This application was withdrawn on January 18, 2017, after the CSO had completed substantial work on the evaluation, even though no formal report was issued. It had reviewed the application, including multiple attachments, and held a public hearing on January 5, 2017. This application raised several serious concerns, including its founders’ lack of any connection to Philadelphia and its quasi-religious approach to education.
The applicants for this charter had no apparent connection to Philadelphia. The application noted that it was part of the Hillsdale College Barney Charter School Initiative, funded by the Barney Family Foundation of Chicago. Hillsdale is a small, religious, and very conservative college in Michigan. It proudly rejects any federal money, even in the form of student grants or loans, so that it is not bound by Titles VI and IX or other federal regulations. The proposed President of the Board was a Newtown Square lawyer named John P. McKelligott, who was formerly on the William Penn District School Board.

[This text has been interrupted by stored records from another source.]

PR #3482, opened 2025-05-01
Finish $LIMA_TEMPLATES_PATH, add $LIMA_HOME/_templates

jandubois:
#3453 added support to locate templates via `LIMA_TEMPLATES_PATH`.

It was however not listing templates from the additional template directories for e.g. `limactl start --list-templates` and didn't include them in shell completions.

This PR adds the missing functionality, and also adds `$LIMA_HOME/_templates` as a default template search location if the directory exists and `LIMA_TEMPLATES_PATH` is not set.

In addition to making user templates addressable via `template://` schema this also allows the user for example to create `$LIMA_HOME/_templates/_default/mounts.yaml` to override the default mounts used by all the builtin templates.

This PR intentionally uses 3 commits that are related, but independent. I don't think they should be squashed.


AkihiroSuda (approved):
Thanks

The school planned to offer “classical” education based on the principles of “moral character and civic virtue.” The concepts of moral character and virtue were not well defined, but the vision was centered in what sounded like a private preparatory school circa 1850.
The application proposed that the school would use the former home of the defunct New Media Tech Charter School and stated, “it is manifest that a charter school use [sic] coexisted successfully in that neighborhood for many years.” This comment showed the applicant’s lack of familiarity with the troubled history of the New Media Tech Charter school, which was closed due to poor academic performance and financial problems, related at least in part to the federal fraud convictions of the founding Board president and CEO. Such a history does not demonstrate successful coexistence.
The school, planned as a K–12 school, took a very Euro-centric approach to its curriculum and appeared to limit that curriculum to free market economics, the literature of Western Europe and ancient Greece, and the philosophy, art, and music of prior centuries, also in Western Europe and ancient Greece. There was no mention of other cultures or histories from any other part of the world, including the cultures and histories of many Philadelphia students. All students need familiarity with the world at large. The curriculum was to be chosen with the guidance of Hillsdale College, with a heavy emphasis on morals and virtue. Pennsylvania charter law requires charter schools to be nonsectarian. This application appeared to be near to a religious school in classical clothing.
The Euro-centric curriculum appeared dismissive of the history and culture of many of the students who comprise the Philadelphia school population. For example, it did not mention coverage of slavery in the United States or other countries. There did not appear to be any plan for study of any part of the world other than the United States and Western Europe. The proposed curriculum did not explicitly include any women authors or authors of color, despite listing the works of numerous white men.
The quasi-religious approach was hinted at in comments such as the description of the music and art curriculum: “What does the Sistine Chapel Ceiling tell us not only about Michelangelo’s . . . technique but also about the nature of man?” The Sistine Chapel is a spectacular work of art, to be sure, but it is fundamentally a religious painting. What it says about the nature of man is grounded in the Roman Catholic Church’s view in the early 16th century. The application made no indication that the school planned to have students critically examine that view and contrast it with other interpretations of the nature of man. It specifically stated that “[a] great deal of attention will be given to the Western and American political, religious, intellectual, cultural, and economic traditions.” In a list of questions to focus on within this framework was “[w]hat peoples have achieved the most and why?” Given the overall context, it seems clear that the answer will be limited to white Christian Europeans and Americans, which is not a thorough or accurate picture students should be learning. The application explicitly referred to the Golden Rule as the basis for the school climate and culture, though it noted that it will avoid religious connotations by teaching a Victorian era children’s story called Water Babies. The Wikipedia description of this story is, to put it mildly, disturbing. The story includes derogatory narrative references to Jews, the Irish, and black people. Such a resource is not appropriate, even if the racism was a product of the times in which it was written.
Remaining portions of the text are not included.